TASK DETAILS:
Take every line from the entries below that includes the word "Vulnerable" and copy it.

______________________________

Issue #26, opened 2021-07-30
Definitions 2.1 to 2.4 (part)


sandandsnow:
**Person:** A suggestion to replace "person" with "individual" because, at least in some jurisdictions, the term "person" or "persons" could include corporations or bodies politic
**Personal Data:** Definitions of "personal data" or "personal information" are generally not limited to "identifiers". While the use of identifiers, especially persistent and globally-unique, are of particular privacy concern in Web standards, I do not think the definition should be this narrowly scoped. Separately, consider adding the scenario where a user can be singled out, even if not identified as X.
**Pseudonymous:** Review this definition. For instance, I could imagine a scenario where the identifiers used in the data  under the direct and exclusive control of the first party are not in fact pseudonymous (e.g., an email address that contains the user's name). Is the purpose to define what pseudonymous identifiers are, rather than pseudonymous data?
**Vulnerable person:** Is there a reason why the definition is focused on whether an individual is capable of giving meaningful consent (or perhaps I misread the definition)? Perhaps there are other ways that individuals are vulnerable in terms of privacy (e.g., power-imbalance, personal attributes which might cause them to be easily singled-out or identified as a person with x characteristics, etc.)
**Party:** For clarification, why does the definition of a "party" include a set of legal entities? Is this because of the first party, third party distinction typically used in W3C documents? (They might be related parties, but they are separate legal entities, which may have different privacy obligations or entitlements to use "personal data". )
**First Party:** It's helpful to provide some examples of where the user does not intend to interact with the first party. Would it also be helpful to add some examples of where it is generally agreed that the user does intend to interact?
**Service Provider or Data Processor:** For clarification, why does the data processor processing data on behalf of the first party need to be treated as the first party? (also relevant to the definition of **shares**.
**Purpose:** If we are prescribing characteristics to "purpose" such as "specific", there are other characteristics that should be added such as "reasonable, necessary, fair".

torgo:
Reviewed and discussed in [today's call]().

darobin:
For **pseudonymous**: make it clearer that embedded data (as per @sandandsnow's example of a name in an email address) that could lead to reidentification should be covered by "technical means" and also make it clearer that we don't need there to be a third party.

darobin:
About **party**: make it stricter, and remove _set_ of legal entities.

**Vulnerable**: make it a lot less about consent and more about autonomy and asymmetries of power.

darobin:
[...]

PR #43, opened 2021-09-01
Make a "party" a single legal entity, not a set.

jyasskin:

______________________________

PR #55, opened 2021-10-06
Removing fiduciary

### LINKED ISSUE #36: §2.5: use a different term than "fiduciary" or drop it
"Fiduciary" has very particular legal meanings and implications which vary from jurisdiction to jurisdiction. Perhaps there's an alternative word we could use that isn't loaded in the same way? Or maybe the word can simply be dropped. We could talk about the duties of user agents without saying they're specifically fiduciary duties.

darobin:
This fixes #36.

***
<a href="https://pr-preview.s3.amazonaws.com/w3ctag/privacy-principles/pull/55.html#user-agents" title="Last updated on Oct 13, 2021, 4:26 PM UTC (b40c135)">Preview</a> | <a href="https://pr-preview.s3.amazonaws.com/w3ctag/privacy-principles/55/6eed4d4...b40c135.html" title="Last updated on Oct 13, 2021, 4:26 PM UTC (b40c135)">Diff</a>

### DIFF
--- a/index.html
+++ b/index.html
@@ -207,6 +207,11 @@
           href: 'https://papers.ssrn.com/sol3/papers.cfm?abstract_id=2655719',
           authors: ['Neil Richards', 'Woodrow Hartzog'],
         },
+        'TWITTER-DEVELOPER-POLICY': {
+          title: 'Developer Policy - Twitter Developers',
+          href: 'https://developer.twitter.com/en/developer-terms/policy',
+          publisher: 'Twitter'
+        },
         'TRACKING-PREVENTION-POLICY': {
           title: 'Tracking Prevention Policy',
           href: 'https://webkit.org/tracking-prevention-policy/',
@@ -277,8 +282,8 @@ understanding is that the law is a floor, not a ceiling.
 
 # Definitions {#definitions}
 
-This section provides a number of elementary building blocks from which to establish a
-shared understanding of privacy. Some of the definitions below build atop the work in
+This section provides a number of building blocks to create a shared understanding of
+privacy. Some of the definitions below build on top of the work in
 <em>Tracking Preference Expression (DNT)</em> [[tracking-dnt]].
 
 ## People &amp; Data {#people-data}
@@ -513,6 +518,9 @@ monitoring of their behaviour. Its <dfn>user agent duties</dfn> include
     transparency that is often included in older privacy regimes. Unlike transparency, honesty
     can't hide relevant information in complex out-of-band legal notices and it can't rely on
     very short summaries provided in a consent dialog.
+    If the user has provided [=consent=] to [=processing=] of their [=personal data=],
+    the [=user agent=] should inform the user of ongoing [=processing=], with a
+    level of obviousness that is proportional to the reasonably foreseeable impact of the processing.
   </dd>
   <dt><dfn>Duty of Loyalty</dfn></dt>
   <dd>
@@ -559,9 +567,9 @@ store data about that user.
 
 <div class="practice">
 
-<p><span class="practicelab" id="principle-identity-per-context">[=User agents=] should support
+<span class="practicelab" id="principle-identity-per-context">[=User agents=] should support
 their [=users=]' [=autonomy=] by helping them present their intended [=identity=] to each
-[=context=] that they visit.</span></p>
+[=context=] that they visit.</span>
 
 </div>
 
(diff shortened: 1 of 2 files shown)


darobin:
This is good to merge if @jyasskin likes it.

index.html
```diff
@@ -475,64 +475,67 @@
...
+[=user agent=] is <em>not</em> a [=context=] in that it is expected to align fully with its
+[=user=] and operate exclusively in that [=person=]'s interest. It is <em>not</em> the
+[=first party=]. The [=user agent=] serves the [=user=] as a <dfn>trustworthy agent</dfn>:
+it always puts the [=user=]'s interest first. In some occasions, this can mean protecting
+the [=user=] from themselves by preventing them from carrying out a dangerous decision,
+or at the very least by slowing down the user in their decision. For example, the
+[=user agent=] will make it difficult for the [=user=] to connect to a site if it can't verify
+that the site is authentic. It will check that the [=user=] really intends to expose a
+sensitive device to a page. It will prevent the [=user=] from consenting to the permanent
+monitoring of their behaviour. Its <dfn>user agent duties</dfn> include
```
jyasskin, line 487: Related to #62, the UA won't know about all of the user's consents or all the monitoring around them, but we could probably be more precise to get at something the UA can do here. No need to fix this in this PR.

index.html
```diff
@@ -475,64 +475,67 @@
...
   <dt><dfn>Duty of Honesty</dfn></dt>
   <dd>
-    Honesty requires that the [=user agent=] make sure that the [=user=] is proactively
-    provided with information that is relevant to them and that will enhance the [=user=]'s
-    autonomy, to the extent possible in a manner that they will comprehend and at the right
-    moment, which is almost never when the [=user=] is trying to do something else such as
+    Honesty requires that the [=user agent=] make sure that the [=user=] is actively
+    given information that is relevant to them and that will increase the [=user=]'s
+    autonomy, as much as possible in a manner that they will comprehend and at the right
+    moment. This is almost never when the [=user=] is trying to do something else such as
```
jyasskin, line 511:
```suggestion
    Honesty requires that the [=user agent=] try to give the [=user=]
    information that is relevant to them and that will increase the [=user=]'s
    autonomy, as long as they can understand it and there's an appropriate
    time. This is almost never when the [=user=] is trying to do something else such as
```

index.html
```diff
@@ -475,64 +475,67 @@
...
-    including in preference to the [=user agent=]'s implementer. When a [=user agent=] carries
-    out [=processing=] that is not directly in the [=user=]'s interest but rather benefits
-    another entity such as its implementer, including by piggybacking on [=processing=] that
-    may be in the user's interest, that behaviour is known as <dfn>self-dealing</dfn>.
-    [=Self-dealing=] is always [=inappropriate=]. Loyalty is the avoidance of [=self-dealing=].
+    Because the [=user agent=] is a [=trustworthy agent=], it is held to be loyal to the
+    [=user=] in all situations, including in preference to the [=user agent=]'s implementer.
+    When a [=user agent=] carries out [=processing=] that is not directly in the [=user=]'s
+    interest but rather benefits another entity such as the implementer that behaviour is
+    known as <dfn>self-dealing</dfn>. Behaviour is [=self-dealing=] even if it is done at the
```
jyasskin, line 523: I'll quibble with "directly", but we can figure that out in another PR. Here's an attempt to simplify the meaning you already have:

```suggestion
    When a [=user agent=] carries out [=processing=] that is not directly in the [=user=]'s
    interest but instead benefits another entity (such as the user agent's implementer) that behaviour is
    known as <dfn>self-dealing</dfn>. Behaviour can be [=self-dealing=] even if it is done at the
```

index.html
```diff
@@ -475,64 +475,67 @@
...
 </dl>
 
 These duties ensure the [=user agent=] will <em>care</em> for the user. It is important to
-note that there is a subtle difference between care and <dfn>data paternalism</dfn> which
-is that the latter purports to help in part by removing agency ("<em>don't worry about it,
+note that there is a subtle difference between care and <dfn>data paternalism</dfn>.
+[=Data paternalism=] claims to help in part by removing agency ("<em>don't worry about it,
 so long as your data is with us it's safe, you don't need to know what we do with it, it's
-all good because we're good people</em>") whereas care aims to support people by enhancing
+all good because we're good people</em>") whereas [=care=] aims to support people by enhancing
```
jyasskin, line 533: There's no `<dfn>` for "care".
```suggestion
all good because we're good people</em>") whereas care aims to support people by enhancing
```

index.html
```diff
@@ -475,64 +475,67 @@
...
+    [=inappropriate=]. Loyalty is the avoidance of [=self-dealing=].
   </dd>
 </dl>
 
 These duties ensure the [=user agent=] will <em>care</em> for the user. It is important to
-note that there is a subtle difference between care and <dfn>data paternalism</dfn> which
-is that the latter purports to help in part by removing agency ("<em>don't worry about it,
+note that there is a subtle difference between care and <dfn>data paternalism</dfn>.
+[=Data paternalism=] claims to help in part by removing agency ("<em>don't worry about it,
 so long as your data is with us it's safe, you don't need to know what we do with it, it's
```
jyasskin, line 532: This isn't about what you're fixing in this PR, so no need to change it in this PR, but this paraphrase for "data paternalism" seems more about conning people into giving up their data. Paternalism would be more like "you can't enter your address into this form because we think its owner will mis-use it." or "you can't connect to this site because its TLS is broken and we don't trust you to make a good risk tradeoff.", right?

______________________________

YOUR SOLUTION:
**Vulnerable person:** Is there a reason why the definition is focused on whether an individual is capable of giving meaningful consent (or perhaps I misread the definition)? Perhaps there are other ways that individuals are vulnerable in terms of privacy (e.g., power-imbalance, personal attributes which might cause them to be easily singled-out or identified as a person with x characteristics, etc.)
**Vulnerable**: make it a lot less about consent and more about autonomy and asymmetries of power.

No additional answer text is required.